Meus pais resolveram engravidar novamente para me dar outra chance de transplante. Fizeram inseminação artificial porque minha mãe tinha feito laqueadura, mesmo assim eles não desistiram da minha cura. Minha mãe engravidou de gêmeos. Só que o parto foi prematuro e as células do cordão umbilical vieram insuficientes para fazer o transplante.

E aí, mais tarde, quando eles cresceram, a gente fez o teste de compatibilidade e viu que eles também não foram compatíveis. A gente passou por muita dificuldade. Essas notícias vieram como bomba na época, mas a gente conseguiu sobreviver a tudo isso.

Tive muito apoio da minha família e da minha igreja. Sabia que poderia me curar mesmo sem o transplante. Consegui passar por tudo isso com muita fé, perseverança, otimismo e apoio da rede familiar.

"Médicos diziam que eu não sobreviveria mais um ano"

Lembro que, na época do diagnóstico, recebi de vários médicos informações frias e prognósticos muito ruins e sombrios.

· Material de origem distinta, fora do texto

PR #767, opened 2019-02-04
This adds a clang format file to QUDA

mathiaswagner:
Style is based on webkit

Should result in minimal changes to files, but some points need discussion.

C.f.
https://clang.llvm.org/docs/ClangFormatStyleOptions.html

Open points:
- [ ] ColumnLimit _ Currently not set to avoid a lot of rewrapping of code_
- [ ] Spacing around operators _I guess it is fine the way it is but still ..._
- [ ] BreakBeforeBraces  (Attach or Linux)  _We seem to be a bit inconsistent here_
- [ ] ConstructorInitializerAllOnOneLineOrOnePerLine  _WIthout ColumLimit the OneLine version puts everything on a single line_
- [ ] Reflow Comments _This leads to a lot of changes, but if we enforce a column limit_

There are a couple of other options not currently other than in the webkit default.
The webkit default settings (i.e. the values used for those properties not specified in the file) can be obtained using `clang-format -style=llvm -dump-config` and the full version proposed here with
`clang-format -dump-config` somewhere in the quad directory.

I suggest just reformatting a few files and run a diff to see what has changed.

Later on we can probably use the __Script for patch reformatting__ suggested here: https://clang.llvm.org/docs/ClangFormat.html.

### DIFF
--- a/.clang-format
+++ b/.clang-format
@@ -1,14 +1,17 @@
 ﻿---
 BasedOnStyle: Webkit
+IndentWidth: 2
 AllowShortBlocksOnASingleLine: true
 AllowShortCaseLabelsOnASingleLine : true
 AllowShortIfStatementsOnASingleLine: true
 AllowShortLoopsOnASingleLine: true
-BreakBeforeBraces: Attach
+BreakBeforeBraces: Linux
 ConstructorInitializerAllOnOneLineOrOnePerLine: true
 Cpp11BracedListStyle: true
 FixNamespaceComments: true
 NamespaceIndentation: All
 SortIncludes: false
 SpaceBeforeAssignmentOperators: true
+CommentPragmas:  '^\\.+'
+UseTab: Never
 ...
--- a/.clang-format
+++ b/.clang-format
@@ -1,0 +1,14 @@
+﻿---
+BasedOnStyle: Webkit
+AllowShortBlocksOnASingleLine: true
+AllowShortCaseLabelsOnASingleLine : true
+AllowShortIfStatementsOnASingleLine: true
+AllowShortLoopsOnASingleLine: true
+BreakBeforeBraces: Attach
+ConstructorInitializerAllOnOneLineOrOnePerLine: true
+Cpp11BracedListStyle: true
+FixNamespaceComments: true
+NamespaceIndentation: All
+SortIncludes: false
+SpaceBeforeAssignmentOperators: true
+...
--- a/.clang-format
+++ b/.clang-format
@@ -1,15 +1,19 @@
-﻿---
+---
 BasedOnStyle: Webkit
 IndentWidth: 2
+AlignTrailingComments: true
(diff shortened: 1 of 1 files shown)


rbabich:
> BreakBeforeBraces  (Attach or Linux)  _We seem to be a bit inconsistent here_

At least originally, I think we mostly followed the K&R style, where there's a break before braces that starts a function (and classes/structs) but not before those that start a conditional or loop, e.g.,
```
void doSomething(bool flag, int n)
{
  for (int i = 0; i < n; i++) {
    if (flag) {
      doThis();
    } else {
      doThat();
    }
  }
}
```
clang-format calls this `BS_Linux`.

mathiaswagner:
Yeah, I don't have a strong preference here. Just trying to come up with something that does match the style as close as possible and then allows us to enforce that.

mathiaswagner:
@hummingtree I saw you used clang-format. We have started work on an official style for QUDA. Still WIP but maybe you have comments for this PR.

@maddyscientist @weinbe2 Ping.

maddyscientist:
Putting this here for some reading homework
https://engineering.mongodb.com/post/succeeding-with-clangformat-part-1-pitfalls-and-planning

maddyscientist:
Ok, pushed some changes
* To respond to @rbabich comment about BreakBeforeBraces: I've switched it to `Linux` (which means `BS_Linux`).
* Set 2 space indents (not the default 4)
* Never use tabs

Not to say that it's perfect (yet).  I think imposing a column limit is probably a good thing since presently it's removing the wrap around, e.g., for member instantiation in constructors.

**before**
```c++
  cudaColorSpinorField::cudaColorSpinorField(const ColorSpinorParam &param) :
    ColorSpinorField(param), alloc(false), init(true), texInit(false),
    ghostTexInit(false), ghost_field_tex{nullptr,nullptr,nullptr,nullptr}
  {
```

**after**
```c++
  cudaColorSpinorField::cudaColorSpinorField(const ColorSpinorParam& param)
      : ColorSpinorField(param), alloc(false), init(true), texInit(false), ghostTexInit(false), ghost_field_tex {nullptr, nullptr, nullptr, nullptr}
  {
```

mathiaswagner:
The removal of the wrap for constructors is controlled with `ConstructorInitializerAllOnOneLineOrOnePerLine: true`. However it seems that it literally is _one per line_ or `AllOnOne` and no option to leave it as it is. 
Not sure what we prefer. I think _AllOnOneLine_ wraps if there is a column limit but I am not a big fan of enforcing wrapping, but maybe it is time to reconsider.

mathiaswagner:
What about doing a wide column limit then? I think the default `80` is quite restrictive with the long type names. What about doing something like `160` ? 
With that I can easily view the full width on 15" and even two files next to each other on my 27".
Or maybe be less aggressive and do `120` ?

Chegaram a falar coisas do tipo: "Ela não vai aguentar"; "ela não vai sobreviver nem um ano".

Infelizmente, para grande porcentagem dos pacientes que morrem, isso é verdade. Mas não acredito que seja a melhor forma de a gente falar para a família e para o paciente porque, desse jeito, tiramos totalmente a esperança dele através das palavras frias.

Foi a partir daí que eu resolvi fazer medicina, para ser uma médica diferente. Mesmo que o paciente não tenha prognóstico bom, passo para ele a informação de maneira mais empática.

Estudei medicina para tratar o paciente, levando esperança, e não tirando totalmente a perspectiva que ele tem da cura.

História virou tema de palestras em faculdades

Depois que aconteceu esse boom aí das redes sociais, fiz o meu Instagram profissional. Aí, algumas pessoas que já sabiam da minha história começaram a pedir para eu contá-la. Segudiores foram compartilhando suas histórias também.

Comecei a ser bem ativa nessa questão de conscientização. Vieram parcerias, várias pacientes perguntando e tirando dúvidas ali no Instagram, se conectando e dando forças um ao outro.

Quando eu fiz um reels contando a história do meu transplante que não deu certo, falando da minha história com os meus irmãos, teve mais de meio milhão de visualizações. Virou tema para discussão de aulas e palestras em faculdades.

Então, é muito legal essa forma que a gente tem levar informação para tantas pessoas, e com uma plataforma tão simples, que pode amplificar ainda mais a minha voz e o meu testemunho de vida.

Você consegue

É importante que as pessoas sintam que não são apenas números, estatísticas.

O motivo de eu ter feito medicina, inclusive, foi esse: para dizer aos pacientes que nós, pessoas, indivíduos únicos, não somos determinados por porcentagem, e que o nosso futuro não está determinado por estatísticas de livros.

Muitas vezes o prognóstico é muito ruim mesmo, o tratamento não é fácil, não é simples, é doloroso, é complicado, mas não podemos perder a esperança, não podemos perder a fé. E eu sou a prova disso."